Down to the last line, the material below should be reproduced exactly.

───── Recorded data ─────

PR #8335, opened 2021-08-03
Added C & C++ Advanced package

dannftk:
The package provides syntax highlighting and language hints for C++17 and C11 at now. The rest C/C++ related packages in the Package Control seem to have been abandoned by their maintainers. I am ready to support this package and consider requests from users

### DIFF
--- a/repository/c.json
+++ b/repository/c.json
@@ -2,6 +2,16 @@
 	"schema_version": "3.0.0",
 	"packages": [
 		{
+			"name": "C & C++ Advanced",
+			"details": "https://github.com/dannftk/cppAdvanced",
+			"releases": [
+				{
+					"sublime_text": ">=3000",
+					"tags": true
+				}
+			]
+		},
+		{
 			"name": "C Base Converter",
 			"details": "https://github.com/flau/c-base-converter",
 			"author": ["Daniel Connolly"],


braver:
You can ignore the version warnings here, but the others are more important.

Any particular existing package you’re looking at? [C Improved](https://packagecontrol.io/packages/C%20Improved)? If you’re a drop in replacement for any dead packages I’d love to replace them instead of adding something new.

rwols:
I'm also wondering what the problem is with the prepackaged syntaxes: https://github.com/sublimehq/Packages/blob/master/C%2B%2B/C%2B%2B.sublime-syntax

dannftk:
Many people might be using old packages including C Improved. Actually there are C++-related packages those are also stale. I would leave them as they are. My package is something that is prone to replace these abondoned packages in the future, but we need to start with something not touching old packages I think

dannftk:
@rwols, I actually missed that C++ prepackaged is being developed. I am closing the PR

rwols:
The prepackaged C++ syntax isn't perfect. Perhaps you can use your talent to improve it: https://github.com/sublimehq/Packages/issues?q=is%3Aissue+is%3Aopen+%5BC%2B%2B%5D

PR #8336, opened 2021-08-05
Add Nelua syntax

edubart:
[Nelua](https://github.com/edubart/nelua-lang) is a minimal, efficient, statically-typed and meta-programmable systems programming language heavily inspired by Lua, which compiles to C and native code.

This package provides syntax highlighting for Nelua source files.

### DIFF
--- a/repository/n.json
+++ b/repository/n.json
@@ -215,6 +215,17 @@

─────

### [Task solution]
PR #8335, opened 2021-08-03
Added C & C++ Advanced package

dannftk:
The package provides syntax highlighting and language hints for C++17 and C11 at now. The rest C/C++ related packages in the Package Control seem to have been abandoned by their maintainers. I am ready to support this package and consider requests from users

### DIFF
--- a/repository/c.json
+++ b/repository/c.json
@@ -2,6 +2,16 @@
 	"schema_version": "3.0.0",
 	"packages": [
 		{
+			"name": "C & C++ Advanced",
+			"details": "https://github.com/dannftk/cppAdvanced",
+			"releases": [
+				{
+					"sublime_text": ">=3000",
+					"tags": true
+				}
+			]
+		},
+		{
 			"name": "C Base Converter",
 			"details": "https://github.com/flau/c-base-converter",
 			"author": ["Daniel Connolly"],


braver:
You can ignore the version warnings here, but the others are more important.

Any particular existing package you’re looking at? [C Improved](https://packagecontrol.io/packages/C%20Improved)? If you’re a drop in replacement for any dead packages I’d love to replace them instead of adding something new.

rwols:
I'm also wondering what the problem is with the prepackaged syntaxes: https://github.com/sublimehq/Packages/blob/master/C%2B%2B/C%2B%2B.sublime-syntax

dannftk:
Many people might be using old packages including C Improved. Actually there are C++-related packages those are also stale. I would leave them as they are. My package is something that is prone to replace these abondoned packages in the future, but we need to start with something not touching old packages I think

dannftk:
@rwols, I actually missed that C++ prepackaged is being developed. I am closing the PR

rwols:
The prepackaged C++ syntax isn't perfect. Perhaps you can use your talent to improve it: https://github.com/sublimehq/Packages/issues?q=is%3Aissue+is%3Aopen+%5BC%2B%2B%5D

PR #8336, opened 2021-08-05
Add Nelua syntax

edubart:
[Nelua](https://github.com/edubart/nelua-lang) is a minimal, efficient, statically-typed and meta-programmable systems programming language heavily inspired by Lua, which compiles to C and native code.

This package provides syntax highlighting for Nelua source files.

### DIFF
--- a/repository/n.json
+++ b/repository/n.json
@@ -215,6 +215,17 @@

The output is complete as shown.